15. Il résulte de tout ce qui précède que, sans qu’il soit besoin de se prononcer sur les autres moyens de la requête, Mme B… épouse C… est fondée à demander l’annulation de la décision portant refus d’enregistrer sa demande.
Sur les conclusions à fin d’injonction :
16. Eu égard au motif d’annulation de la décision du 23 avril 2024, le présent jugement implique nécessairement que le préfet du Val-de-Marne instruise la demande de
Mme B… épouse C… tendant à la délivrance de son titre de séjour. Il y a lieu, par suite, d’enjoindre au préfet du Val-de-Marne, ou à tout autre préfet compétent, de procéder à cette instruction dans un délai de trois mois à compter de la notification du présent jugement et de délivrer à la requérante une autorisation provisoire de séjour. Il n’y a pas lieu d’assortir cette injonction d’une astreinte.
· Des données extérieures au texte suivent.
Issue #306, opened 2023-06-11
dev: Add benchmarking


thomaspinder:
Using something like [Airspeed velocity](https://asv.readthedocs.io/en/stable/index.html), the performance of GPJax should be monitored from one version to the next. Key objects to benchmark the performance of are the 

- [x] MLL
- [x] Log-posterior density
- [x] Collapsed ELBO
- [x] ELBO
- [x] Kernel gram matrix construction
- [x] Posterior predictive

PR #319, opened 2023-06-19
Benchmarking

thomaspinder:
## Type of changes

- [ ] Bug fix
- [X] New feature
- [ ] Tests
- [ ] Other

## Checklist

## Description

This PR introduces benchmarking functionality to evaluate the runtime of core GPJax operations. The benchmarks are run every day at 1AM. The results are then formatted as html files and moved to the `benchmarks` branch which is then served on https://benchmarks.jaxgaussianprocesses.com/.

Issue Number: #306


.github/workflows/benchmarks.yml
```diff
@@ -0,0 +1,52 @@
...
+  workflow_dispatch:
+
+jobs:
+  run-benchmarks:
+    name: Run benchmarks
+    runs-on: ${{ matrix.os }}
+    strategy:
+      matrix:
+        os: ["ubuntu-latest"]
+        python-version: ["3.8"]
```
Thomas-Christie, line 17: Will we be expanding this to also test against `macos-latest` and later Python versions, as in the other tests, in the future?

benchmarks/predictions.py
```diff
@@ -0,0 +1,86 @@
...
+        key = jr.PRNGKey(123)
+        self.X = jr.normal(key=key, shape=(100, n_dims))
+        self.y = jnp.sin(self.X[:, :1])
+        self.y = jnp.array(jnp.where(self.y > 0, 1, 0), dtype=jnp.float64)
+        self.data = gpx.Dataset(X=self.X, y=self.y)
+        kernel = gpx.kernels.RBF(active_dims=list(range(n_dims)))
+        meanf = gpx.mean_functions.Constant()
+        self.prior = gpx.Prior(kernel=kernel, mean_function=meanf)
+        self.likelihood = gpx.likelihoods.Bernoulli(num_datapoints=self.data.n)
+        self.posterior: ConjugatePosterior = self.prior * self.likelihood
```
Thomas-Christie, line 56: Minor question - won't this be a `NonConjugatePosterior`? Also not sure why there is a type annotation for this, but I could be missing something.

benchmarks/predictions.py
```diff
@@ -0,0 +1,86 @@
...
+        key = jr.PRNGKey(123)
+        self.X = jr.normal(key=key, shape=(100, n_dims))
+        f = lambda x: 2.0 * jnp.sin(3 * x) + 0.5 * x  # latent function
+        self.y = jnp.array(jr.poisson(key, jnp.exp(f(self.X))), dtype=jnp.float64)
+        self.data = gpx.Dataset(X=self.X, y=self.y)
+        kernel = gpx.kernels.RBF(active_dims=list(range(n_dims)))
+        meanf = gpx.mean_functions.Constant()
+        self.prior = gpx.Prior(kernel=kernel, mean_function=meanf)
+        self.likelihood = gpx.likelihoods.Bernoulli(num_datapoints=self.data.n)
+        self.posterior: ConjugatePosterior = self.prior * self.likelihood
```
Thomas-Christie, line 81: As above.

Thomas-Christie (approved):
Looks cool @thomaspinder ! I left a few very minor comments. I can't really assess how the visualisations will be because I can't see any graphs on [here](https://benchmarks.jaxgaussianprocesses.com/#/), but I assume we'll be able to see this once this gets merged. Also, I noticed that on https://github.com/JaxGaussianProcesses/GPJax/issues/306 the `ELBO` test isn't implemented yet. Are you planning on implementing this before merging?

benchmarks/kernels.py
```diff
@@ -0,0 +1,99 @@
...
+            key=key, minval=-3.0, maxval=3.0, shape=(n_datapoints, n_dims)
+        )
+
+
+class RBF(Kernels):
+    def setup(self, n_datapoints, n_dims):
+        super().setup(n_datapoints, n_dims)
+        self.kernel = kernels.RBF(active_dims=list(range(n_dims)))
+
+    def time_covfunc_call(self, n_datapoints, n_dims):
```
frazane, line 26: I suppose it doesn't work if we implement this on the parent class `Kernels` instead of on each subclass?

.github/workflows/benchmarks.yml
thomaspinder: I'm not sure the OS should be a variable in benchmarks. The key factor should be the delta version-on-version.

benchmarks/kernels.py
```diff
@@ -0,0 +1,99 @@
+from jax.config import config
```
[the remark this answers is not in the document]
thomaspinder: Thanks! I did not know about this!

benchmarks/predictions.py
thomaspinder: Ah, this is actually not an issue thanks to a PR @frazane merged in the time since this PR was created.

benchmarks/kernels.py
thomaspinder: Unfortunately not. That would be a cool feature.

PR #325, opened 2023-06-23
Nonstationary RFF

frazane:
## Type of changes

- [ ] Bug fix
- [x] New feature
- [ ] Tests
- [ ] Other

## Checklist

## Description

Adding a new random features kernel based on https://www.sciencedirect.com/science/article/pii/S2211675317302890#b63. 

Issue Number: N/A

### DIFF
--- a/gpjax/__init__.py
+++ b/gpjax/__init__.py
@@ -38,6 +38,7 @@ from gpjax.kernels import (
     Matern12,
     Matern32,
     Matern52,
+    NonStationaryRFF,
     Periodic,
     Polynomial,
     PoweredExponential,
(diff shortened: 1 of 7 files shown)


thomaspinder:
Is this still a draft PR?

frazane:
> Is this still a draft PR?

Yes!

- I still have to add tests.
- Have to implement functional sampling.
- Maybe include the `NonStationaryRFF` to the `spatial.py` example?
- I wanted to discuss how the parameters are defined: as you can see, the current implementation doesn't have a `base_kernel` as in `RFF`, and parameters like `variance` and `lenghtscale` are directly defined on the `NonStationaryRFF` class. That's because I don't think this class would be used as an approximation of a base kernel, but rather as its own class of kernel, where one would learn frequencies (as they do in the paper).

thomaspinder:
> Maybe include the `NonStationaryRFF` to the spatial.py example?

Sounds good to me!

Sur les frais liés à l’instance :
17. Il y a lieu, dans les circonstances de l’espèce, de mettre à la charge de l’Etat une somme de 1 200 euros au titre des frais exposés par Mme B… épouse C… et non compris dans les dépens.
D E C I D E :
Article 1er : La décision de la préfète du Val-de-Marne refusant de délivrer à Mme B… épouse C… un récépissé à la suite de sa demande présentée le 12 juin 2023 est annulée.
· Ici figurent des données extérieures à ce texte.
PR #328, opened 2023-06-27
Decouple kernel computation class initialisation from kernel

### LINKED ISSUE #293: dev: Decouple kernel computation class initialisation from kernel.
## Currently:
Currently the kernel computation is a dataclass that takes in the kernel as its argument.

```python
@dataclass
class AbstractKernelComputation:
    r"""Abstract class for kernel computations."""

    kernel: "gpjax.kernels.base.AbstractKernel"  # noqa: F821

```

This means when defining the `compute_engine` of a kernel, we cannot initialise the Computation before initialising the kernel, so have to pass an uninitialised class through ` compute_engine = DenseKernelComputation ` :

```python
@dataclass
class AbstractKernel(Module):
    r"""Base kernel class."""

    compute_engine: Type[AbstractKernelComputation] = static_field(
        DenseKernelComputation
    )
```
## Proposal:

- Remove the `kernel` argument on the `AbstractKernelComputation` so that the class can be initialised independently of the kernel.
- As such we would instead pass the `kernel` pytree, through the `gram`, `cross_covariance` methods of `AbstractKernelComputation`. 
- This would then allow us to pass `DenseKernelComputation()` instead of `DenseKernelComputation` to the `compute_engine`.

frazane:
## Type of changes

- [ ] Bug fix
- [ ] New feature
- [ ] Tests
- [x] Internal refactoring

## Checklist

## Description

Closes #293


gpjax/kernels/computations/basis_functions.py
```diff
@@ -1,69 +1,76 @@
...
+        scaling_factor = kernel.base_kernel.lengthscale
         z = jnp.matmul(x, (frequencies / scaling_factor).T)
         z = jnp.concatenate([jnp.cos(z), jnp.sin(z)], axis=-1)
         return z
 
-    @property
-    def scaling(self):
-        return self.kernel.base_kernel.variance / self.kernel.num_basis_fns
+    def scaling(self, kernel):
+        return kernel.base_kernel.variance / kernel.num_basis_fns
```
daniel-dodd, line 76: A succinct docstring, and signature annotation would be good here.

gpjax/kernels/computations/eigen.py
```diff
@@ -33,14 +36,15 @@ class EigenKernelComputation(AbstractKernelComputation):
     """
 
     def cross_covariance(
-        self, x: Num[Array, "N D"], y: Num[Array, "M D"]
+        self, kernel: Kernel, x: Num[Array, "N D"], y: Num[Array, "M D"]
```
daniel-dodd, line 39: Noticed some of the signatures for `cross_covariance` and `gram` use `Num` instead of `Float`. Not sure if these were intended (or how they crept in if not)? But the were here prior to your PR, so can be addressed in a separate issue.

gpjax/kernels/computations/basis_functions.py
```diff
@@ -1,69 +1,76 @@
...
+from jaxtyping import (
+    Array,
+    Float,
+)
 
 from gpjax.kernels.computations.base import AbstractKernelComputation
 from gpjax.linops import DenseLinearOperator
-from gpjax.typing import Array
+
+Kernel = tp.TypeVar("Kernel", bound="gpjax.kernels.base.AbstractKernel")  # noqa: F821
```
daniel-dodd, line 13: Nice!

daniel-dodd (changes requested):
Hi @frazane, nice PR, exactly what we wanted to see for #328. 

Just had a single comment about a docstring / signature missing for a public method. And somethings up with the documentation test - will take a look at that shortly.

Aside, other-things, there are `Num` instead of `Float`'s in places that can be addressed in a separate PR. And I like that the computation uses the first slot as the input for the kernel PyTree, it would be good to mimic this convention for the likelihood integrator's, and to add your nice `TypeVar` annotation for the Likelihood in [integrators.py](https://github.com/JaxGaussianProcesses/GPJax/blob/main/gpjax/integrators.py) too. Will open an issues for these.

gpjax/kernels/computations/eigen.py
frazane: Yes I was also confused about that, and apparently it's because the `GraphKernel` implementation accepts integer types. I had all `Num`s changed to `Float` but beartype was complaining so I had to switch back...for now 😅

daniel-dodd (approved):

thomaspinder (approved):

thomaspinder:
LGTM. Happy for you to merge @frazane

Article 2 : La décision du 23 avril 2024 par laquelle la préfète du Val-de-Marne a refusé d’enregistrer la demande de titre de séjour de Mme B… épouse C… est annulée.
Article 3 : Il est enjoint au préfet du Val-de-Marne de procéder à l’instruction de la demande de Mme B… épouse C… tendant au renouvellement de son titre de séjour, dans un délai de trois mois à compter de la notification du présent jugement et de délivrer à la requérante une autorisation provisoire de séjour.
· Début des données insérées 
PR #335, opened 2023-07-14
Add BO notebook

Thomas-Christie:
Added introduction to Bayesian optimisation notebook.

Also fixed some links which had broken after renaming the old kernels notebook in a previous PR.

## Type of changes

- [ ] Bug fix
- [ ] New feature
- [ ] Tests
- [X] Other - New notebook

## Checklist

- [] I've added tests for new code - N/A
- [] I've added docstrings for the new code - N/A

## Description

Have added a new notebook which serves as an introduction to Bayesian optimisation. Also fixed a few links in the documentation which were broken when the original kernels notebook was renamed.

Issue Number: N/A


docs/examples/bayesian_optimisation.py
```diff
@@ -0,0 +1,737 @@
...
+# the objective function depending on the property being optimised, for instance within
+# drug-design this may be the efficacy of the drug. The function from molecules to
+# efficacy is unknown, but can be queried by synthesising a molecule and running an
+# experiment to measure its efficacy. This is clearly an expensive procedure!
+#
+# Within the domain of machine learning, the task of optimising neural network
+# architectures is another example of such a problem (commonly referred to as [Neural
+# Architecture Search (NAS)](https://en.wikipedia.org/wiki/Neural_architecture_search)).
+# Here, the domain is the space of possible neural network architectures, and the
+# objective function is a metric such as the accuracy of the trained model. Again, the
```
henrymoss, line 56: Lovely intro!

docs/examples/bayesian_optimisation.py
```diff
@@ -0,0 +1,737 @@
...
+# surrogate model, and uses the surrogate model's posterior distribution to quantify the
+# expected *utility*, $U$, of evaluating the black-box function at a given point. Simply
+# put, for each point in the black-box function's domain, $\mathbf{x} \in X$, the
+# acquisition function quantifies how useful it would be to evaluate the black-box
+# function at $\mathbf{x}$ in order to find the minimum of the black-box function, whilst
+# taking into consideration all the datapoints observed so far. Therefore, in order to
+# decide which point to query next we simply choose the point which maximises the
+# acquisition function, using an optimiser such as L-BFGS ([Liu and Nocedal,
+# 1989](https://link.springer.com/article/10.1007/BF01589116)) or Adam ([Kingma and Ba,
+# 2014](https://arxiv.org/abs/1412.6980)).
```
henrymoss, line 118: Using ADAM should not be encouraged!

docs/examples/bayesian_optimisation.py
```diff
@@ -0,0 +1,737 @@
...
+# provides an excellent overview.
+#
+# In this guide we will focus on *Thompson sampling*, a conceptually simple yet effective
+# method for characterising the utility of querying points in a black-box function's
+# domain, which will be useful in demonstrating the key aspects of BO.
+
+# %% [markdown]
+# ## Thompson Sampling
+#
+# Thompson sampling ([Thompson, 1933](https://shorturl.at/ejmCM)) is a simple method which
```
henrymoss, line 150: I have never referenced this. I definitely will in the future!

docs/examples/bayesian_optimisation.py
```diff
@@ -0,0 +1,737 @@
...
+
+
+# %% [markdown]
+# Next we'll define our GP model in the usual way, using a Matérn52 kernel, and fit the
+# kernel parameters by minimising the negative log-marginal likelihood. We'll wrap this in
+# a function as we'll be repeating this process at each iteration of the BO loop.
+
+
+# %%
+def generate_optimised_posterior(
```
henrymoss, line 204: I think I would prefer return_fitted_model or something else? We don't really generate posterior (also are all posteriors not optimised?).

docs/examples/bayesian_optimisation.py
```diff
@@ -0,0 +1,737 @@
...
+# Sampling Notebook](https://docs.jaxgaussianprocesses.com/examples/spatial/). This method
+# is used as it enables us to sample from the posterior in a manner which scales linearly
+# with the number of points sampled, $O(N)$, mitigating the cubic cost associated with
+# drawing exact samples from a GP posterior, $O(N^3)$. It also generates more accurate
+# samples than many other methods for drawing approximate samples from a GP posterior.
+#
+# Note that we also define a `utility_fn` which calls the approximate
+# sample but returns the value returned as a scalar. This is because the `sample_approx`
+# function returns an array of shape $[N, B]$, with $N$ being the number of points within
+# each sample and $B$ being the number of samples drawn. We'll only be drawing (and
```
henrymoss, line 251: this is definitely something we will hide away once we have some BO functionality

docs/examples/bayesian_optimisation.py
```diff
@@ -0,0 +1,737 @@
...
+        key,
+        shape=(num_initial_sample_points, lower_bound.shape[0]),
+        dtype=jnp.float64,
+        minval=lower_bound,
+        maxval=upper_bound,
+    )
+    initial_sample_y = sample(initial_sample_points)
+    best_x = jnp.array([initial_sample_points[jnp.argmin(initial_sample_y)]])
+
+    negative_utility_fn = lambda x: sample(x)[0][0]
```
henrymoss, line 296: maybe its worth stressing that we use negative_utility_fn because the optimizer is a minimiser?

docs/examples/bayesian_optimisation.py
```diff
@@ -0,0 +1,737 @@
...
+
+for i in range(bo_iters):
+    key, subkey = jr.split(key)
+
+    # Generate optimised posterior using previously observed data
+    mean = gpx.mean_functions.Zero()
+    kernel = gpx.kernels.Matern52()
+    prior = gpx.Prior(mean_function=mean, kernel=kernel)
+    opt_posterior = generate_optimised_posterior(D, prior, subkey)
+
```
henrymoss, line 405: maybe could just have a whole fit_model method that just takes in D?

docs/examples/bayesian_optimisation.py
```diff
@@ -0,0 +1,737 @@
...
+            num_samples=1, train_data=D, key=subkey, num_features=500
+        )
+        x_star = optimise_sample(
+            approx_sample,
+            subkey,
+            lower_bound,
+            upper_bound,
+            num_initial_sample_points=1000,
+        )
+
```
henrymoss, line 559: could even have a Thompson_Sample function that takes in a model and just return a chosen point?

docs/examples/bayesian_optimisation.py
```diff
@@ -0,0 +1,737 @@
...
+    D = D + gpx.Dataset(X=x_star, y=y_star)
+
+# %% [markdown]
+# Below we plot the best observed black-box function value against the number of times
+# the black-box function has been evaluated. Note that the first 5 samples are randomly
+# sampled to fit the initial GP model, and we denote the start of using BO to sample with
+# the dotted vertical line.
+#
+# We can see that the BO algorithm quickly converges to the global minimum of the
+# black-box function!
```
henrymoss, line 428: maybe just do 5 bo steps to speed up the notebook a bit

docs/examples/bayesian_optimisation.py
```diff
@@ -0,0 +1,737 @@
...
+)
+(
+    random_cumulative_min_mean,
+    random_cumulative_min_std,
+) = obtain_cumulative_minimum_statistics(random_experiment_results)
+
+# %% [markdown]
+# Now, when we plot the mean and standard deviation of the best observed value of the
+# black-box function at each iteration, we can see that BO outperforms random sampling,
+# consistently converging to the global minimum of the function.
```
henrymoss, line 629: we need this to be log(regret) so we can actually see a difference. I would be tempted to run for 15 steps to save a bit of time

henrymoss (approved):
This is fantastic! 
Just a couple small comments

docs/examples/bayesian_optimisation.py
Thomas-Christie: I think I'll rename to `return_optimised_posterior`. The reason I'm calling the posterior optimised is because of the kernel hyperparameter optimisation being performed. This is also in line with the other notebooks (e.g. https://docs.jaxgaussianprocesses.com/examples/barycentres/#learning-a-posterior-distribution)

docs/examples/bayesian_optimisation.py
Thomas-Christie: I had originally planned to do this, but in the second example end up having to use a slightly different prior (with two active dimensions and a slightly higher variance) so felt like being able to pass a prior was a bit easier in the end.

docs/examples/bayesian_optimisation.py
Thomas-Christie: Have changed to log(regret), and run for 16 steps to show a clear difference whilst saving time.

PR #338, opened 2023-07-28
[WIP] Add basic components for Bayesian optimisation

Thomas-Christie:
Add the core componenets for running BO in GPJax.

## Type of changes

- [ ] Bug fix
- [X] New feature
- [ ] Tests
- [ ] Other

## Checklist

- [ ] I've added tests for new code (WIP - will be done in subsequent commit)

## Description

Added some code for a BO framework within GPJax. This can be explored in the `bo_demo.ipynb` notebook (will be removed before merging). 

Key TODOs:
- Decide on how we'll deal with the `AbstractLikelihood` object requiring a number of datapoints to be specified, as this will change throughout the BO loop and ideally we don't want to be having to reconstruct the posterior object on each iteration of the loop.
- Add tests.
- Figure out how to deal with type annotation for functions provided in `post_ask` and `post_tell` in `BayesianOptimiser`. This seems to be a bit of a chicken and egg problem, with `BayesianOptimiser` being passed to these methods as arguments (but if we annotate with this type then we'll be referring to this type from within the definition of the `BayesianOptimiser`class). 
- Think about if we'll also want some kind of attribute in the `BayesianOptimiser` class which can be used to store more state (if the user wants to deal with more state in their `post_ask` and `post_tell` methods).

Issue Number: N/A


gpjax/bayes_opt/acquisition_optimiser.py
```diff
@@ -0,0 +1,111 @@
...
+    KeyArray,
+)
+
+
+@dataclass
+class AbstractAcquisitionOptimiser(ABC):
+    """Abstract base class for acquisition function optimisers."""
+
+    @abstractmethod
+    def optimise(
```
thomaspinder, line 42: Design choice - do we want `optimise` or `minimise`? The latter is nice as it connect with the API in other optimisation libraries like Scipy. Further, we may wish to define `optimize` or `minimize` here to simply call the respective method. It makes the package more accessible to people using American-English.

gpjax/bayes_opt/acquisition_optimiser.py
```diff
@@ -0,0 +1,111 @@
...
+
+        best_initial_sample_value_idx = jnp.argmax(
+            initial_sample_values, axis=0, keepdims=True
+        )
+        best_initial_sample_point = jnp.take_along_axis(
+            initial_sample_points, best_initial_sample_value_idx, axis=0
+        )  # [1, D]
+        print(
+            f"Best Initial Sample Point Shape: {best_initial_sample_point.shape} Should be [1, D]"
+        )
```
thomaspinder, line 97: Do you want these print statements in production code?

gpjax/bayes_opt/acquisition_optimiser.py
```diff
@@ -0,0 +1,111 @@
...
+        print(
+            f"Initial Sample Values Shape: {initial_sample_values.shape} Should be [N, 1]"
+        )
+
+        best_initial_sample_value_idx = jnp.argmax(
+            initial_sample_values, axis=0, keepdims=True
+        )
+        best_initial_sample_point = jnp.take_along_axis(
+            initial_sample_points, best_initial_sample_value_idx, axis=0
+        )  # [1, D]
```
thomaspinder, line 94: Could this be abstracted in another method named something like `get_max_sample_values()` or something? It may be a personal thing, but I always find `argmax`, `take_along_axis`.etc operations very hard to get the intuition of in isolation.

gpjax/bayes_opt/bayesian_optimiser.py
```diff
@@ -0,0 +1,117 @@
...
+    This can be run as a typical ask-tell loop, or the `run` method can be used to run
+    the optimisation for a fixed number of steps. Moreover, the `run` method executes
+    the functions in `post_ask` and `post_tell` after each ask and tell step
+    respectively. This enables the user to add custom functionality, such as the ability
+    to plot values of interest during the optimisation process.
+    """
+
+    search_space: AbstractSearchSpace
+    posteriors: Mapping[str, AbstractPosterior]
+    datasets: Mapping[str, Dataset]
```
thomaspinder, line 46: Why plural? We have just one dataset no?

thomaspinder (commented):
Nice work @Thomas-Christie . This is starting to come together really well. I'll be honest, there's a lot here and it's possible that I've missed some details so it'd be good to have a short walkthrough once you're back.

bo_demo.py
```diff
@@ -0,0 +1,146 @@
...
+    plt.show()
+
+
+if __name__ == "__main__":
+    key = jr.PRNGKey(42)
+    function_evaluator = build_function_evaluator({OBJECTIVE: forrester})
+    lower_bounds = jnp.array([0.0])
+    upper_bounds = jnp.array([1.0])
+    print(f"Lower Bounds Shape: {lower_bounds.shape}")
+    search_space = BoxSearchSpace(lower_bounds=lower_bounds, upper_bounds=upper_bounds)
```
henrymoss, line 110: I wonder, if the search space bounds could be in the dataset?

bo_demo.py
```diff
@@ -0,0 +1,146 @@
...
+    initial_x = search_space.sample_halton(5, key)
```
henrymoss, line 111: its looking a bit too much like Trieste here!

Thomas-Christie:
Closing as this work was implemented in https://github.com/JaxGaussianProcesses/GPJax/pull/386.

Article 4 : L’État versera à Mme B… épouse C… une somme de 1 200 euros au titre de l’article L. 761-1 du code de justice administrative.
Article 5 : Le surplus des conclusions de la requête n° 2401441 est rejeté.
Article 6 : Le surplus des conclusions de la requête n° 2407782 est rejeté.
Article 7 : Le présent jugement sera notifié à Mme A… B… épouse C… et au préfet du Val-de-Marne.
Délibéré après l’audience du 5 décembre 2025, à laquelle siégeaient :
- M. Rémy Combes, président,
- Mme Héloïse Mathon, conseillère,
- M. Tom Collen-Renaux, conseiller.
Rendu public par mise à disposition au greffe le 26 décembre 2025.
La rapporteure,
Le président,
H. Mathon
R. Combes
La greffière,
N. Louisin
La République mande et ordonne au préfet du Val-de-Marne, en ce qui le concerne et à tous commissaires de justice à ce requis en ce qui concerne les voies de droit commun, contre les parties privées, de pourvoir à l’exécution de la présente décision.